What you are asked to do: Check every line of the entries that follow, and copy the ones containing "generate".

** Stored data follows **

PR #355, opened 2021-09-23
make postgres backend work again; use in memory db for datasets

michaelmattig:


michaelmattig:
[Persistenter Workflow-Storage](https://trello.com/c/jelQaSn5/400-persistenter-workflow-storage)

services/src/pro/contexts/postgres.rs
```diff
@@ -38,6 +46,8 @@ where
     user_db: Db<PostgresUserDb<Tls>>,
     project_db: Db<PostgresProjectDb<Tls>>,
     workflow_registry: Db<PostgresWorkflowRegistry<Tls>>,
+    dataset_db: Db<ProHashMapDatasetDb>, // TODO: implement postgres version
```
ChristianBeilschmidt, line 49: This means you cannot restore uploaded datasets?
I'm not sure if we don't need this :thinking:

services/src/pro/contexts/postgres.rs
```diff
@@ -58,6 +68,34 @@ where
...
+        add_datasets_from_directory(&mut dataset_db, dataset_defs_path).await;
+        add_providers_from_directory(&mut dataset_db, provider_defs_path.clone()).await;
+        add_providers_from_directory(&mut dataset_db, provider_defs_path.join("pro")).await;
+
+        Ok(Self {
+            user_db: Arc::new(RwLock::new(PostgresUserDb::new(pool.clone()))),
+            project_db: Arc::new(RwLock::new(PostgresProjectDb::new(pool.clone()))),
+            workflow_registry: Arc::new(RwLock::new(PostgresWorkflowRegistry::new(pool.clone()))),
+            dataset_db: Arc::new(RwLock::new(dataset_db)),
+            thread_pool: Default::default(),
```
ChristianBeilschmidt, line 98: Could we write a test that creates a context, stores something, drops the context, creates a new context, and retrieves the workflow?
Then, could see if it works.

ChristianBeilschmidt (changes requested):

services/src/pro/contexts/postgres.rs
michaelmattig: yes, the task read minimum viable to store workflows and that works. I guesstimate it's 20x more work to get persist the datasets also

services/src/pro/contexts/postgres.rs
michaelmattig: We already test that we can write to and read from the database. I am not sure why we want to test whether the database is able to persistently stored data.

ChristianBeilschmidt: Well, we distribute things into different handlers user data, workflows, etc.
This way we see what we can retrieve and what not. For instance, currently, it should fail to upload a dataset, shut down the Postgres context and restore it.

services/src/pro/contexts/postgres.rs
ChristianBeilschmidt: Ok, so then we should add this as a new task to the sprint log.

michaelmattig: https://trello.com/c/cTGGU4bs

services/src/pro/contexts/postgres.rs
michaelmattig: f19d3a9f13266c3023348d6628595a668f06b2a2

services/src/datasets/upload.rs
```diff
@@ -39,11 +41,12 @@ impl Upload {
...
 }
 
-#[derive(Debug, Serialize, Deserialize, Clone)]
+#[derive(Debug, Serialize, Deserialize, Clone, PartialEq)]
+#[cfg_attr(feature = "postgres", derive(ToSql, FromSql))]
 pub struct FileUpload {
     pub id: FileId,
     pub name: String,
-    pub byte_size: usize,
+    pub byte_size: i64,
```
ChristianBeilschmidt, line 49: Hm, is this a good strategy to change this type because of PostgreSQL?

services/src/pro/datasets/postgres.rs
```diff
@@ -5,114 +5,599 @@ use crate::datasets::storage::{
...
+        let meta_data: Result<GdalMetaDataRegular, _> = serde_json::from_value(row.get(0));
+
+        if let Ok(meta_data) = meta_data {
+            return Ok(Box::new(meta_data));
+        }
+
+        // ... or static.
+        let meta_data: GdalMetaDataStatic = serde_json::from_value(row.get(0))?;
+        dbg!(&meta_data);
+        Ok(Box::new(meta_data))
```
ChristianBeilschmidt, line 409: Isn't this an enum that we could deserialize?

Moreover, please remove the `dbg!`

ChristianBeilschmidt (changes requested):

services/src/datasets/upload.rs
michaelmattig: not the best bust most pragmatic. I could also implement the To/FromSQL manually or duplicate the type but with usize/isize, derive the traits and convert both into each other.

services/src/pro/datasets/postgres.rs
michaelmattig: 9b7d107295722dc5fc39d86cedaae2c509438a0a

services/src/datasets/upload.rs
ChristianBeilschmidt: I would say only an unsigned value makes sense, so either u64 or size.
You have more experience if implementing `To/FromSQL` is easier then using the DAO object.

michaelmattig: f76c432022b0dfab1387d83f20c5060c306187a2

I changed it to u64 but I couldn't get the >= 0 constraint to work on postgres side

ChristianBeilschmidt (approved):

PR #364, opened 2021-10-07
write COG instead of plain GeoTiff by default

ChristianBeilschmidt:


operators/src/util/raster_stream_to_geotiff.rs
```diff
@@ -205,6 +218,16 @@ fn gdal_writer<T: Pixel + GdalType>(
...
     }
 
+    if as_cog {
+        // Override file with COG driver.
+
+        // Since COGs are written "overviews first, data second", we cannot generate a GeoTiff (where we first have to
+        // write the data in order to generate overviews) that fulfills this property. So, we have to do it as a
+        // separate step.
+
+        dataset.create_copy(&Driver::get("COG")?, output_file_path, &options)?;
```
jdroenner, line 228: i don't think it is a good idea to write in the same file. what if the original file is not entirely in memory? then the file you read is overwriten while you still need data.

services/src/handlers/workflows.rs
```diff
@@ -236,6 +236,14 @@ struct RasterDatasetFromWorkflow {
     name: String,
     description: Option<String>,
     query: RasterQueryRectangle,
+    #[serde(default = "default_as_cog")]
+    as_cog: bool,
+}
+
+/// By default, we set [`RasterDatasetFromWorkflow::as_cog`] to true to produce cloud-optmized `GeoTiff`s.
+#[inline]
```
jdroenner, line 244: why inline this? the compiler will  optimize it anyway

operators/src/util/raster_stream_to_geotiff.rs
ChristianBeilschmidt: 2ad0dc1

operators/src/util/raster_stream_to_geotiff.rs
```diff
@@ -112,6 +112,10 @@ fn gdal_writer<T: Pixel + GdalType>(
     as_cog: bool,
 ) -> Result<()> {
     const INTERMEDIATE_FILE_SUFFIX: &str = "GEO-ENGINE-TMP";
+    const COG_BLOCK_SIZE: &str = "512";
+    const COMPRESSION_FORMAT: &str = "LZW";
+    const COMPRESSION_LEVEL: &str = "9"; // maximum compression
+    const COMPRESSION_NUM_THREADS: &str = "ALL_CPUS"; // full power for compression
```
jdroenner, line 118: should this really be a default? it will use all threads. if we handle 100 compression tasks this could cause problems

operators/src/util/raster_stream_to_geotiff.rs
```diff
@@ -132,22 +136,34 @@ fn gdal_writer<T: Pixel + GdalType>(
...
             key: "COMPRESS",
-            value: "LZW",
+            value: COMPRESSION_FORMAT,
         },
         RasterCreationOption {
             key: "TILED",
             value: "YES",
         },
+        RasterCreationOption {
+            key: "ZLEVEL",
```
jdroenner, line 146: should be "LEVEL" https://gdal.org/drivers/raster/cog.html?highlight=level

jdroenner (changes requested):

operators/src/util/raster_stream_to_geotiff.rs
ChristianBeilschmidt: It is level for COG but ZLEVEL for GeoTiff

operators/src/util/raster_stream_to_geotiff.rs
ChristianBeilschmidt: We could either go back to one thread or we use a config setting for this.
What is your favorite?

jdroenner: config setting and a safe default like 8 i guess...

ChristianBeilschmidt: 9a953a1 

I added the config value.

Moreover, I refactored the functions that were too long either in their body or their signature to get rid of the Clippy warnings.

services/src/handlers/wcs.rs
```diff
@@ -349,8 +351,14 @@ async fn get_coverage<C: Context>(
...
             query_rect,
             query_ctx,
-            no_data_value,
-            request_spatial_ref,
+            GdalGeoTiffDatasetMetadata {
+                no_data_value,
+                spatial_reference: request_spatial_ref,
+            },
+            GdalGeoTiffOptions {
+                compression_num_threads: get_config_element::<crate::util::config::Gdal>()?.compression_num_threads,
```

** End of Stored data **

Answer to this problem:
+        // Since COGs are written "overviews first, data second", we cannot generate a GeoTiff (where we first have to
+        // write the data in order to generate overviews) that fulfills this property. So, we have to do it as a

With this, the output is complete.